A typical pulse sequence for diffusion imaging is the Stejskal-Tanner diffusion sequence, as depicted in FIG. 1. However, when this kind of pulse sequence is used for diffusion-weighted imaging of the liver and heart, signal losses occur which are attributable to the motion of the heart. These signal losses increase with the diffusion weighting and hence result in an overestimation of the apparent diffusion coefficient (ADC). This is a problem when the ADC value is used as a discriminator between benign and malignant lesions.
One possibility for significantly reducing artifacts due to the motion of the heart (and other macroscopic movements), consists in replacing the standard-Stejskal-Tanner diffusion sequence with unipolar gradients by a sequence with velocity-compensated bipolar gradients, as shown in FIG. 2. The main disadvantage of this velocity-compensated sequence is that the bipolar gradients in this sequence have significantly less diffusion sensitivity than the Stejskal-Tanner sequence.
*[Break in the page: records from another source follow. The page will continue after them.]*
PR #8528, opened 2023-01-20
[PFS-46] Fix directory creation with path range requests

brycemcanally:
This PR fixes directory creation when the first file in the directory is the upper bound in a path range request. The source abstraction is responsible for emitting PFS directories / files and supports path range requests. The issue is that a path range is an inclusive, exclusive range, so a directory with its first file as the upper bound would not get generated since the file would not be emitted by the internal index iterators. To ensure that the correct directories are emitted in this case, the path range that is passed to the indexing layer is tweaked to iterate past the upper bound. The source iterator will exit early when the upper bound is reached or passed. This ensures that the correct directories will be emitted within the path range provided to the source. This PR also includes some additional testing for this.

### DIFF
--- a/src/server/pfs/server/source.go
+++ b/src/server/pfs/server/source.go
@@ -58,10 +58,14 @@ func NewSource(commitInfo *pfs.CommitInfo, fs fileset.FileSet, opts ...SourceOpt
 		// and the first file that shouldn't get created.
 		// For example, the files /d1/f1 and /d2/f2 with a path range of [/d1/f1, /d2/f2) should
 		// emit /d1/f1 and /d2/.
-		s.fileIndexOpts = append(s.fileIndexOpts, index.WithRange(&index.PathRange{
+		pr := &index.PathRange{
 			Lower: sc.pathRange.Lower,
-			Upper: sc.pathRange.Upper + string(0),
-		}))
+			Upper: sc.pathRange.Upper,
+		}
+		if pr.Upper != "" {
+			pr.Upper += string(0)
+		}
+		s.fileIndexOpts = append(s.fileIndexOpts, index.WithRange(pr))
 		s.upper = sc.pathRange.Upper
 	}
 	if sc.filter != nil {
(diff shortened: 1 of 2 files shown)


src/server/pfs/server/source.go
```diff
@@ -51,10 +53,16 @@ func NewSource(commitInfo *pfs.CommitInfo, fs fileset.FileSet, opts ...SourceOpt
...
 		}))
+		// The upper for the index path range is set to be past the provided upper
+		// to ensure that directories between the last file that should be emitted
+		// and the first file that shouldn't get created.
+		// For example, the files /d1/f1 and /d2/f2 with a path range of [/d1/f1, /d2/f2) should
+		// emit /d1/f1 and /d2/.
 		s.fileIndexOpts = append(s.fileIndexOpts, index.WithRange(&index.PathRange{
 			Lower: sc.pathRange.Lower,
-			Upper: sc.pathRange.Upper,
+			Upper: sc.pathRange.Upper + "_",
```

Therefore, to achieve the desired diffusion sensitivity, the gradient duration must be extended by at least a factor of 1.6. This results in a prolongation of the echo time of the sequence and hence, due to the inherent T2 decay of the tissue, to a deterioration of the signal/noise ratio (SNR), which can only be compensated by a significantly longer measuring time.
A description of the velocity-compensated diffusion sequence in the prior art and its insensitivity to macroscopic motion can be found in a conference paper given by C. Thomsen, P. Ring and O. Henriksen with the title “In vivo measurement of water self-diffusion by magnetic resonance imaging”, published in “Proceedings of the Seventh Scientific Meeting, Society of Magnetic Resonance in Medicine,” page 890, San Francisco, Calif. (1988).
This sequence was later used in numerous publications in order to reduce artifacts caused by macroscopic motion. A current publication in which the sequence is used in diffusion-weighted imaging of the liver in order to reduce artifacts caused by heart motion, is an article by Masanori Ozaki et al.: “Motion Artifact Reduction of diffusion-Weighted MRI of the Liver: Use of Velocity-Compensated diffusion Gradients Combined With Tetrahedral Gradients”, which appeared the JOURNAL OF MAGNETIC RESONANCE IMAGING, Volume 37, pages 172-178 (2013), DOI 10.1002/jmri.23796. The authors also discuss the aforementioned problem that, compared to a Stejskal-Tanner sequence, for a desired b-value, this sequence requires gradient switching extended by a factor of 1.6 and hence, as a result of the extended echo time, the SNR of the images is reduced. The authors address this by using a direction-independent diffusion preparation with which gradients are switched on all three axes simultaneously. Hence, this achieves reduced TE (and hence improved SNR) compared to a direction-independent preparation sequence with which gradients are only switched on one axis.
Here, reference is made to the fact that stimulated echo preparation (STEAM—from “stimulated echo acquisition mode”), which can achieve a desired diffusion-sensitization with a particularly short echo time, is not velocity-compensated and is hence sensitive to macroscopic motion. Reference is further made to the fact that times of different lengths for diffusion sensitization before and after the RF refocusing pulse are not the exception, but the rule. Symmetrization of the two times (for example due to the non-acquisition of the earlier lines of an EPI readout train) can entail significant problems up to complete signal loss if the echo is shifted in the k-space due to macroscopic motion during diffusion sensitization in the non-acquired range.